PROBLEM TO SOLVE> In the data, find each line where the word "endif" appears and list that line.

----- DATASET ENTRIES

PR #299, opened 2018-03-02
294 ios backend framework

### LINKED ISSUE #294: Compile backend to a Framework on iOS
When building gRPC for iOS, it should directly create a Framework that can be used in an iOS app.

JonasVautherin:
When building for iOS, the backend is now automatically built as an iOS Framework that can be directly added in an Xcode project and used (it only exposes the one `runBackend(port)` function).

There are two small glitches regarding dependencies:
* Json11 has to be built as a static library. I still need to figure what's a good way to do that, but maybe for now I will just fork it.
* Tinyxml2 has to be built as a static library. Here, there is a way to do it, but with a not-so-generic variable (`-DBUILD_STATIC_LIBS`) that we may not want to set for the whole project. So I'd like to build tinyxml2 separately (like grpc and others). For now, I don't link it in iOS.

Fixes #294.

### DIFF
--- a/core/CMakeLists.txt
+++ b/core/CMakeLists.txt
@@ -13,25 +13,27 @@ else()
 endif()
 
 # We need tinyxml2 for the camera definition parsing.
-if(APPLE AND NOT IOS)
-    # We install the tinyxml2 library manually for macOS and iOS.
-    if (CMAKE_BUILD_TYPE STREQUAL "Debug")
-        # Need to remove that d again.
-        install(FILES ${CMAKE_CURRENT_BINARY_DIR}/third_party/tinyxml2/libtinyxml2d.5.0.1.dylib
-            DESTINATION ${lib_path}
-            #RENAME libtinyxml2.dylib
-        )
-    else()
-        install(FILES ${CMAKE_CURRENT_BINARY_DIR}/third_party/tinyxml2/libtinyxml2.5.0.1.dylib
-            DESTINATION ${lib_path}
-            #RENAME libtinyxml2.dylib
-        )
-    endif()
+if(APPLE)
+    if(NOT IOS)
+        # We install the tinyxml2 library manually for macOS and iOS.
+        if (CMAKE_BUILD_TYPE STREQUAL "Debug")
+            # Need to remove that d again.
+            install(FILES ${CMAKE_CURRENT_BINARY_DIR}/third_party/tinyxml2/libtinyxml2d.5.0.1.dylib
+                DESTINATION ${lib_path}
+                #RENAME libtinyxml2.dylib
+            )
+        else()
+            install(FILES ${CMAKE_CURRENT_BINARY_DIR}/third_party/tinyxml2/libtinyxml2.5.0.1.dylib
+                DESTINATION ${lib_path}
+                #RENAME libtinyxml2.dylib
+            )
+        endif()
 
-    add_subdirectory(third_party/tinyxml2 EXCLUDE_FROM_ALL)
-    include_directories(SYSTEM third_party/tinyxml2)
-    link_directories(third_party/tinyxml2)
-    set(TINYXML2_LIBRARY tinyxml2)
+        add_subdirectory(third_party/tinyxml2 EXCLUDE_FROM_ALL)
+        include_directories(SYSTEM third_party/tinyxml2)
+        link_directories(third_party/tinyxml2)
+        set(TINYXML2_LIBRARY tinyxml2)
+    endif()
 elseif(ANDROID)
     # We install the tinyxml2 library manually for Android.
     if (CMAKE_BUILD_TYPE STREQUAL "Debug")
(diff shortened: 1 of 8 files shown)


core/CMakeLists.txt
```diff
@@ -14,23 +14,26 @@ endif()
...
-            DESTINATION ${lib_path}
-            #RENAME libtinyxml2.dylib
-        )
-    else()
-        install(FILES ${CMAKE_CURRENT_BINARY_DIR}/third_party/tinyxml2/libtinyxml2.5.0.1.dylib
-            DESTINATION ${lib_path}
-            #RENAME libtinyxml2.dylib
-        )
-    endif()
+    if(NOT IOS)
```
julianoes: You could just write `if (APPLE AND NOT IOS)`, I think.

grpc/server/src/CMakeLists.txt
```diff
@@ -36,16 +51,29 @@ target_include_directories(backend
...
-add_executable(backend_bin
-    dronecore_server.cpp
-)
+if(IOS)
+    set_target_properties(backend PROPERTIES
+        FRAMEWORK TRUE
+        BUILD_WITH_INSTALL_RPATH TRUE
+        INSTALL_NAME_DIR @rpath
+        MACOSX_FRAMEWORK_IDENTIFIER io.dronecore.backend
+        VERSION 0.0.1
```
julianoes: We can get the version later from the latest git tag.

grpc/server/src/backend.cpp
```diff
@@ -5,52 +5,74 @@
...
+    void setup_port(grpc::ServerBuilder &builder)
+    {
+        std::string server_address("0.0.0.0:50051");
+        builder.AddListeningPort(server_address, grpc::InsecureServerCredentials());
+        LogInfo() << "Server set to listen on " << server_address;
+    }
+
+    dronecore::DroneCore _dc;
+    dronecore::backend::ConnectionInitiator<dronecore::DroneCore> _connection_initiator;
+    std::unique_ptr<grpc::Server> server;
```
julianoes: Not `_server`?

grpc/server/src/backend.h
```diff
@@ -1,28 +1,22 @@
...
 
 class DroneCoreBackend
 {
 public:
-    DroneCoreBackend() {}
-    ~DroneCoreBackend() {}
+    DroneCoreBackend();
+    ~DroneCoreBackend();
+
+    DroneCoreBackend(DroneCoreBackend &&op) noexcept;
```
julianoes: Why is the `noexcept` needed? Shouldn't everything be compiled without exception anyway?

core/CMakeLists.txt
JonasVautherin: Nope, because there is an `else()` at the end of the tinyxml2 block, that would then take linux and iOS :)

grpc/server/src/backend.cpp
JonasVautherin: argh. I lost it in the rebase. And I actually verified that it was still `_server` xD. Will change, sorry.

grpc/server/src/backend.h
JonasVautherin: Not, sure, I copied a pImpl example to not mess it up. Should I remove it?

core/CMakeLists.txt
julianoes: Ah, you're right.

grpc/server/src/backend.h
julianoes: I guess so, not sure.

grpc/server/src/backend.cpp
JonasVautherin: Oh, I actually messed up, because it fails the test. Just the CI is not compiling grpc for now :D.

grpc/server/src/backend.cpp
```diff
@@ -5,52 +5,74 @@
...
+    }
+
+    dronecore::DroneCore _dc;
+    dronecore::backend::ConnectionInitiator<dronecore::DroneCore> _connection_initiator;
+    std::unique_ptr<grpc::Server> _server;
+};
+
+DroneCoreBackend::DroneCoreBackend() : _impl(new Impl()) {}
+DroneCoreBackend::~DroneCoreBackend() = default;
+DroneCoreBackend::DroneCoreBackend(DroneCoreBackend &&) = default;
```
julianoes: What does `default` mean for these? What about using `delete` ?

----------

OUTPUT FOR THIS EXERCISE>
 endif()
-    endif()
+        endif()
+    endif()
@@ -14,23 +14,26 @@ endif()
-    endif()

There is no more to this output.